Karol Nawrocki revendique par ailleurs un lien fort avec Donald Trump. Avant la présidentielle américaine de 2024, il avait été reçu à la Maison Blanche par le milliardaire redevenu président. « Vous allez gagner », lui aurait confié Trump.
Karol Nawrocki a su capter une large frange de l’électorat conservateur, lassée du centrisme europhile et inquiète des mutations culturelles et démographiques. Sa victoire consacre un basculement idéologique en Pologne, où la question identitaire semble désormais primer sur les alliances européennes traditionnelles.

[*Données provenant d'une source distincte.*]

Issue #1643, opened 2023-09-21
regression in 1.0.3 with the wxwidget driver when oplot ?


alaingdl:
On my laptop, Linux U22.04 up-to-date, with GDL compiled and install with the script, when running the following code, only the *last* red line is drawn. No problem with the X11 driver.

```
alaingdl@planck4:~/GDL$ more test_plot_loop.pro

pro TEST_PLOT_LOOP

x=findgen(10)

for ii=0, 4 do begin
   plot, ii+x
   oplot, 0.1+ii+x, thick=2, color=COLOR2COLOR(!color.red)
   wait, 1
endfor

end
```

(I realized because of new bench_gaussit.pro code)

GillesDuvert:
Typically a  synchro/refresh problem, only visible with wxWidgets due to the absence of a server running in a separate thread  or process (to be compared with X11, where Flush() is rarely needed).

GillesDuvert:
actually the problem was present since 1.0.1 . Should be solved now.

alaingdl:
Carefully tested on my laptop, unfortunately no changes :disappointed:

GillesDuvert:
rats!

alaingdl:
OK, we have a problem here :(

-- when on local, without this patch, the red line is NOT plotted
-- on remote (VPN), with or without `container->Update(); //solve 1643` the red line is plotted, but with this line the time need for the plot is about 3 times more !

PR #2226, opened 2026-08-29
improve largely graphic speed with wxwidgets while keeping #1643 and close #2199

### LINKED ISSUE #2199: gdl map_grid and map_continents painfully slow to x window
Map functions including map_continents seem to basically work well in the latest version - thanks to all involved in this.

I just notice that when running interactively to an x-window the drawing of the continent shapes is painfully slow (also grid lines are slow but not so many of them).

E.g. Just doing this...
map_set,_EXTRA=extra
map_grid ; this takes ~2s
map_continents ; this takes ~62s (!)

I also notice that this is all done very quickly if a different device is used (e.g. ps) or if the window is simply iconised while map_continents is run.
The improvement is so significant that I've modifed map_continents to (if !d.name eq 'X') iconise the window, then draw the lines, the re-display the window. Like that it takes 0.2s to draw the map.

However, I suspect there may be a better way to do this, without having to iconise/reshow the window.
E.g. is it possible plplot actually works via a buffer, such that it might be possible to hold off what is shown in the xwindow until all the lines have been drawn to the buffer ?

GillesDuvert:


alaingdl:
I tested it on a remote computer (ssh -X), and it is not OK for the graphics : if I just do GDL> tv, dist(120)
The window does appear
The TV does appear
But after that I never gain back the prompt (and load of my local Xorg is about 100%)
(yes it is compiled with WX)

GillesDuvert:
> I tested it on a remote computer (ssh -X), and it is not OK for the graphics : if I just do GDL> tv, dist(120) The window does appear The TV does appear But after that I never gain back the prompt (and load of my local Xorg is about 100%) (yes it is compiled with WX)

what kind of computer?

This PR was tested OK in "direct" mode and through VNC on a OSX machine. No tests have been done on Windows (I've no such access) and obviously given the, I repeat, strong obsolescence of X11, no tests for the X11 plot version (gdl -X) via ssh -X.

But in this latter case (ssh -X + gdl -X) there was no code change related to the X device and the X driver in this PR, so your tests may not be directly related to this PR.

PR #2239, opened 2026-09-19
Fix licensing of `types.h` and `xdr.h`

### LINKED ISSUE #2235: [1.1.3] Inappropriate licenses for types.h and xdr.h
Both files have a license that is considered non-free. Specifically, they come with the following clause:

https://github.com/gnudatalanguage/gdl/blob/1d90439b42fa8550045cc5bc81656b5965ae16cc/src/xdr.h#L5-L8

The restriction to distribute them only as part of a project makes them non-free because it is a limitation of distribution. 

There exist versions of the file re-licensed (with Suns approval) to BSD, which could replace `types.h` and `xdr.h`, for example in [ChromiumOS](https://chromium.googlesource.com/chromiumos/third_party/ntirpc/+/refs/heads/duplex-10-clioq/tirpc/rpc), so in they could be replaced. They are only used on Win32.

This was reported ad [Debian#1147366](https://bugs.debian.org/1147366).

olebole:
This PR takes both files as BSD-3-Clause licensed from krb5, https://github.com/krb5/krb5 and adjusts them for the specifics of GDL.

In `types.h`, this is mainly removing the @@-macros (the file was taken from `types.hin` in krb5); for `xdr.h` the change is the inclusion of the `xdr_int64_t` and `xdr_int64_t` prototypes and the limitation of `MAX_NETOBJ_SZ` to 1024 (originally 2048).

Closes: #2235 

Could someone test this on win32?


GillesDuvert:
@olebole  thanks, but as you can see in the continuous integration on GH, the build-windows fails at the compilation level, confirming my comment that all versions of xdr implementations are not equivalent.

However, the BSD re-licensed xdr example you gave seems promising and I hope that including it as a header-only library (and adapt GDL to it, and confirm it works... etc) will suppress yet another dependency of GDL. Stay tuned.

olebole:
I accidently forgot to re-add the `caddr_t` typedef. After inserting it, the windows part compiles well.

PR #700, opened 2020-07-08
Added new endpoint for retrieving user comments, sorted desc

stanislav-slavov:


src/components/ListOfTipsAndComments.vue
```diff
@@ -167,13 +167,14 @@ export default {
...
-      Backend.getAllComments()
-        .then((allComments) => {
+      Backend.getUserComments(this.address)
+        .then((userComments) => {
           this.showLoading = false;
           this.error = false;
-          this.comments = allComments.filter(
-            (comment) => comment.author === this.address,
-          );
+          if (userComments.length) {
```
davidyuk, line 174: This condition looks unnecessary. I don't think that it is bad to call `sort` of an empty array. Also, it would be easier to read this without this condition. In general, js is too slow for making such optimizations.

src/components/ListOfTipsAndComments.vue
```diff
@@ -167,13 +167,14 @@ export default {
     },
     reloadData() {
       this.showLoading = true;
-      Backend.getAllComments()
-        .then((allComments) => {
+      Backend.getUserComments(this.address)
+        .then((userComments) => {
```
davidyuk, line 171: I would prefer to use `async`/`await`, but it is out of the scope of this PR.

src/components/ListOfTipsAndComments.vue
```diff
@@ -167,13 +167,14 @@ export default {
...
           this.showLoading = false;
           this.error = false;
-          this.comments = allComments.filter(
-            (comment) => comment.author === this.address,
-          );
+          if (userComments.length) {
+            this.comments = userComments
+              .sort((prev, next) => new Date(next.createdAt) - new Date(prev.createdAt));
```
davidyuk, line 176: `sort` accepts comparator, it should compare two values, but there is no guarantee that the first one will be before the second one. So, I would name them just `a`, `b` 😅

PR #708, opened 2020-07-09
Avoid wrapping of RouterView with KeepAlive

### LINKED ISSUE #664: Avoid wrapping of RouterView with KeepAlive

davidyuk:
closes #664 
depends on #691, #702

### DIFF
--- a/src/App.vue
+++ b/src/App.vue
@@ -1,8 +1,5 @@
 <template>
-  <div
-    id="app"
-    @mousedown="saveScrollPosition"
-  >
+  <div id="app">
     <div
       ref="wrapper"
       class="min-h-screen wrapper"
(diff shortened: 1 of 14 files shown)


davidyuk:
But it should work fine using browser back button and pressing back arrow in the UI, shouldn't it be enough? From my perspective, preserving the scroll position in extra cases will complicate code without significant effort.

PR #709, opened 2020-07-09
Three dots menu works with the web wallet

stanislav-slavov:
To apply all actions coming from the web-wallet in the scope of the tip that is being worked with, I am doing a redirect to the tip page.

### DIFF
--- a/src/components/tipRecords/TipRecord.vue
+++ b/src/components/tipRecords/TipRecord.vue
@@ -45,7 +45,7 @@
               </div>
               <div
                 v-if="account"
-                @click="pinOrUnPinTip(!isTipPinned)"
+                @click="pinOrUnPinTip"
               >
                 {{
                   isTipPinned ?
@@ -151,6 +151,7 @@
 <script>
 import { mapMutations, mapState } from 'vuex';
 import Backend from '../../utils/backend';
+import { createDeepLinkUrl } from '../../utils/util';
 import TipInput from '../TipInput.vue';
 import SuccessModal from '../SuccessModal.vue';
 import FormatDate from './FormatDate.vue';
@@ -183,7 +184,7 @@ export default {
     };
   },
   computed: {
-    ...mapState(['account', 'pinnedItems']),
+    ...mapState(['account', 'pinnedItems', 'useSdkWallet']),
     shouldRender() {
       return !this.tip.url.includes('https://superhero.com/tip/' && '/comment/');
     },
@@ -206,6 +207,15 @@ export default {
       return isPinned !== -1;
     },
   },
+  mounted() {
+    if (!this.$route.path.includes(`/tip/${this.tip.id}`)) {
+      return;
+    }
+    const { method, challenge, signature } = this.$route.query;
+    if (!this.useSdkWallet && method && challenge && signature) {
+      this.applyBackendChanges(method, { challenge, signature });
+    }
+  },
   methods: {
     ...mapMutations(['setPinnedItems']),
     async sendReport() {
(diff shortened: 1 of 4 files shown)


src/components/tipRecords/TipRecord.vue
```diff
@@ -206,45 +210,77 @@ export default {
...
+      } else {
+        const url = new URL(`${window.location.origin}/tip/${this.tip.id}`);
+        url.search = '';
+        window.location = createDeepLinkUrl({
+          type: 'sign-message',
+          message: challenge,
+          'x-success': `${url}?method=${method}&challenge=${challenge}&signature={signature}`,
+        });
+      }
+    },
```
davidyuk, line 263: This code looks similar to one in user profile: https://github.com/aeternity/superhero-ui/blob/37d0eb7ce88f042dd13625345ab2e26301169d9b/src/views/UserProfile.vue#L369-L390
I propose to extract it somehow

src/components/tipRecords/TipRecord.vue
```diff
@@ -206,45 +210,73 @@ export default {
       return isPinned !== -1;
     },
   },
+  mounted() {
+    if (!this.$route.name === 'tip') {
```
davidyuk, line 214: it shouldn't work this way, `this.$route.name` will be negated firstly
```suggestion
    if (this.$route.name !== 'tip') {
```

davidyuk: actually, I'm not sure

davidyuk:
```js
> !('a' === 'b')
true
> !'a' === 'b'
false
```

stanislav-slavov: You're right.

src/utils/applyWalletActions.js
```diff
@@ -0,0 +1,34 @@
...
+      message: challenge,
+      'x-success': `${cbUrl}?method=${method}&challenge=${challenge}&signature={signature}`,
+    });
+  }
+};
+
+export default {
+  applyBackendChanges,
+  backendAuth,
+};
```
davidyuk, line 34: This is not needed as far as they already exported before

src/utils/applyWalletActions.js
```diff
@@ -0,0 +1,34 @@
+import Backend from './backend';
+import { createDeepLinkUrl } from './util';
+
+export const applyBackendChanges = async (method, request, requestParams, cb) => {
+  const args = {
+    sendProfileData: [...requestParams, request],
+    pinItem: [...requestParams, request],
+    unPinItem: [...requestParams, request],
+    sendPostReport: [request],
```
davidyuk, line 9: This method shouldn't be aware of methods specific for components, otherwise, extraction is not so useful, because you have to modify this file to call an additional method in a new component

src/components/tipRecords/TipRecord.vue
```diff
@@ -206,18 +210,21 @@ export default {
...
+  mounted() {
+    if (this.$route.name !== 'tip') {
+      return;
+    }
+    const { method, challenge, signature } = this.$route.query;
+    if (!this.useSdkWallet && method && challenge && signature) {
+      const cb = method === 'sendPostReport' ? this.showSuccessModalCallback : this.updatePinnedItems;
+      const params = method !== 'sendPostReport' ? [this.account] : [];
+      applyBackendChanges(method, { challenge, signature }, params, cb);
+    }
```
davidyuk, line 222: if we have several components with this handler, won't `applyBackendChanges` be called multiple times?

src/components/tipRecords/TipRecord.vue
```diff
@@ -206,18 +210,21 @@ export default {
       return isPinned !== -1;
     },
   },
+  mounted() {
+    if (this.$route.name !== 'tip') {
```
davidyuk, line 214: it disables callback handler, but pin button will be visible on all pages, will it work in case if web wallet used on not 'tip' page? I'm not sure that we need this restriction.

src/components/tipRecords/TipRecord.vue
```diff
@@ -226,25 +233,28 @@ export default {
...
-      }).catch((error) => {
-        console.log(error);
-      });
+    async sendReport() {
+      const postData = {
+        tipId: this.tip.id,
+        author: this.account,
+      };
+      const { challenge } = await Backend.sendPostReport(postData);
+      const url = new URL(`${window.location.origin}/tip/${this.tip.id}`);
```
davidyuk, line 242: isn't it the same as the current url?

src/utils/applyWalletActions.js
```diff
@@ -0,0 +1,34 @@
...
+  }[method];
+  if (!args) throw new Error(`Unknown method: ${method}`);
+  await Backend[method](...args);
+  if (cb) cb();
+};
+
+export const backendAuth = async (method, challenge, client, requestParams, url, cb) => {
```
davidyuk, line 16: we can make these methods as a mixin, to access `sdk` from `this`

src/components/tipRecords/TipRecord.vue
stanislav-slavov: That's why we do a redirect to tip page - to get the tip specific methods. Similar would be for comments.

src/components/tipRecords/TipRecord.vue
stanislav-slavov: Yes, it works, the action redirects to the tip specific page upon wallet redirect. That's why the url(param) for the success callback is passed. Otherwise every tip component on the page would execute the callback.

src/components/tipRecords/TipRecord.vue
stanislav-slavov: > isn't it the same as the current url?

For example you could pin a tip from user-profile. Then the success callback would redirect to tip specific page so only this specific tip methods are executed.

src/components/tipRecords/TipRecord.vue
davidyuk: I mean, the tip page will render several TipRecords and each of them will call `applyBackendChanges`, won't it works in this way?

stanislav-slavov: No, the tip page opens the single tip we would like to pin/report and would execute the pin or report method we are executing. Please check it out.

src/utils/applyWalletActions.js
stanislav-slavov: This would require further refactoring of how client object is initialized and retrieved. 
Here we have two cases:
- with established rpc client connection
- no client connection 
Both are covered so far.
Do you think we can merge this PR and think of restructuring the client initialization?

davidyuk: actually, I have a refactored version, but it depends on #708

mradkov:
Can you resolve the conflicts @stanislav-slavov ?

stanislav-slavov:
Closing the PR. The functionality is covered https://github.com/aeternity/superhero-ui/pull/717

PR #711, opened 2020-07-14
TipRecord: Simplify condition

davidyuk:


davidyuk:
@stanislav-slavov is it computed variable really needed? As I see `SingleComment` doesn't render any `TipRecord`s

stanislav-slavov:
> @stanislav-slavov is it computed variable really needed? As I see `SingleComment` doesn't render any `TipRecord`s

Yeah, it seems redundant now.

PR #717, opened 2020-07-17
Set pinning and reporting to work with web-wallet

### LINKED ISSUE #701: Three dot menu not working with web wallet
Clicking `Report` or `Pin`/`Unpin` not working when logged in with web-wallet.

Screenshot 2020-07-08 at 23 57 09

davidyuk:
Rebased and refactored version of #709 

As I think, this is a more easily reusable version of the conditional calling of web wallet and extension

closes #701

### DIFF
--- a/src/App.vue
+++ b/src/App.vue
@@ -25,11 +25,6 @@ import Util, { IS_MOBILE_DEVICE, supportedBrowsers } from './utils/util';
 
 export default {
   name: 'App',
-  data() {
-    return {
-      urlAddress: this.$route.query.address,
-    };
-  },
   computed: {
     ...mapState(['account']),
     isSupportedBrowser() {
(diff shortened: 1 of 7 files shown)


src/utils/backendAuthMixin.js
```diff
@@ -0,0 +1,47 @@
...
+      const {
+        method, address, challenge, signature,
+      } = to.query;
+      if (!method || !address || !challenge || !signature) {
+        next();
+        return;
+      }
+      let succeed = false;
+      try {
+        await Backend[method](address, { challenge, signature });
```
davidyuk, line 19: I'm proposing to postpone rendering until the request is complete to don't refresh data after initial load

src/utils/backendAuthMixin.js
```diff
@@ -0,0 +1,47 @@
...
+import Backend from './backend';
+import { createDeepLinkUrl } from './util';
+import { client } from './aeternity';
+
+export default (ignoreCallInQuery) => ({
+  computed: mapState(['useSdkWallet', 'account']),
+  ...!ignoreCallInQuery && {
+    async beforeRouteEnter(to, from, next) {
+      const {
+        method, address, challenge, signature,
```
davidyuk, line 11: Address can't be taken from the store because `this` is not ready at this moment

src/utils/backendAuthMixin.js
```diff
@@ -0,0 +1,47 @@
...
+        next((vm) => {
+          if (succeed && vm.handleBackendSucceedCall) vm.handleBackendSucceedCall(method);
+          vm.$router.replace(window.location.pathname);
+        });
+      }
+    },
+  },
+  methods: {
+    async backendAuth(method, arg, to) {
+      const { challenge } = await Backend[method](this.account, arg);
```
davidyuk, line 31: I have extracted the first call of the backend to here (it was duplicated before). Also, seems reasonable to update the backend methods signature to always accept the address as a first argument.

src/App.vue
```diff
@@ -94,36 +89,36 @@ export default {
...
     async initialLoad() {
       this.addLoading('initial');
       this.addLoading('wallet');
       await initClient();
       await this.reloadData();
       this.removeLoading('initial');
-      if (this.account) this.removeLoading('wallet');
+      if (this.account) {
+        this.removeLoading('wallet');
+        this.fetchUserData();
```
davidyuk, line 106: Without this data was not fetched if used the web wallet

PR #722, opened 2020-07-21
Hotfix meet bug

shapkarin:
Fix the bug at meet page.
New conference was not inited by the Vue prop change.

### DIFF
--- a/src/views/Conference.vue
+++ b/src/views/Conference.vue
@@ -27,20 +27,15 @@ export default {
   data: () => ({
     loading: true,
   }),
+  watch: {
+    room() {
+      this.loading = true;
+      this.$refs.jitsi.innerHTML = '';
+      this.initJitsi();
+    },
+  },
   async mounted() {
-    // eslint-disable-next-line no-new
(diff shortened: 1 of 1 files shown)


src/views/Conference.vue
```diff
@@ -24,23 +24,24 @@ export default {
   props: {
     room: { type: String, default: '' },
   },
+  watch: {
+    // I don't like this approach
```
venimus, line 28: I don't as well

shapkarin: the problem that by the Vue router change and the prop change we don't trigget mounted method as before.. If I can understand why that happen, I can make some better solution.

shapkarin: @venimus we talked and looks like it's a normal Vue flow - don't trigger mounted at props change. So we have two ways: this one, and the second one is create a separate component that will get that prop and change the router.js.

shapkarin: @venimus maybe there is possible to enter the room by jitsi API and remove that all.

venimus: I was talking about the DOM manipulations actually, but seems you fixed it

PR #734, opened 2020-07-26
Refactor amount components and related store

davidyuk:


src/store/modules/backend.js
```diff
@@ -15,6 +15,10 @@ export default {
     tip: {},
     comment: {},
     stats: null,
+    prices: {},
+  },
+  getters: {
+    minTipAmount: ({ prices: { usd } }) => 0.01 / usd || 0.06,
```
mradkov, line 21: What is this `0.06` for?

The requirement was to be able to tip `0.01` USD or more 🤔

davidyuk: This value will be used until rates are fetched. I have just calculated it by the current rates. I think it should work fine even without a default value, should I remove that? Previously the default value was `0.01` that is also no enough clear.

mradkov: But the prices are already being fetched

davidyuk: I have removed that and rebased in at the top of develop.

src/components/FiatValue.vue
```diff
@@ -16,15 +16,19 @@ export default {
...
   },
-  computed: {
-    ...mapState(['settings', 'currencyRates']),
-    fiatValue() {
-      const rate = this.currencyRates.aeternity[this.settings.currency];
-      if (!this.amount) {
-        return 0;
-      }
-      return (this.amount * rate).toLocaleString('en-US', { style: 'currency', currency: this.settings.currency });
+  computed: mapState({
```
mradkov, line 19: Should we continue using this syntax?

davidyuk: This is a vuex feature. They wouldn't implement that if it has an obviously bad readability or so.

PR #753, opened 2020-08-11
Rename state.account to state.address

davidyuk:
I think this naming is more consistent with other projects. I propose to assume account an object with `address`, `balance`, `name`, and other keys like them.


mradkov:
> I think this naming is more consistent with other projects. I propose to assume account an object with `address`, `balance`, `name`, and other keys like them.

Sounds good. We need to spend more time documenting the code and also creating general documentation for the wallet itself as well.

PR #756, opened 2020-08-14
[Prototype] simultaneous v1, v2 contract use

thepiwo:
This is just supposed to merge to the token tip prototype, iframe wallet should stay disabled for demonstration purposes


thepiwo:
This is just supposed to merge to the token tip prototype, iframe wallet should stay disabled for demonstration purposes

Reste à savoir si Nawrocki parviendra à fédérer une nation profondément polarisée, ou s’il s’inscrira dans une présidence de rupture, au risque d’une nouvelle crise politique au cœur de l’Union européenne. Le président polonais mènera certainement la vie dure à un gouvernement qui n’est pas de couleur politique. En effet, les pouvoirs du président en Pologne sont assez importants avec un droit de véto législatif, et de larges pouvoirs en matière de défense de politique étrangère. La victoire du candidat du PIS est une défaite et un avertissement sérieux pour la coalition gouvernementale dirigée par le Premier Ministre Donald Tusk.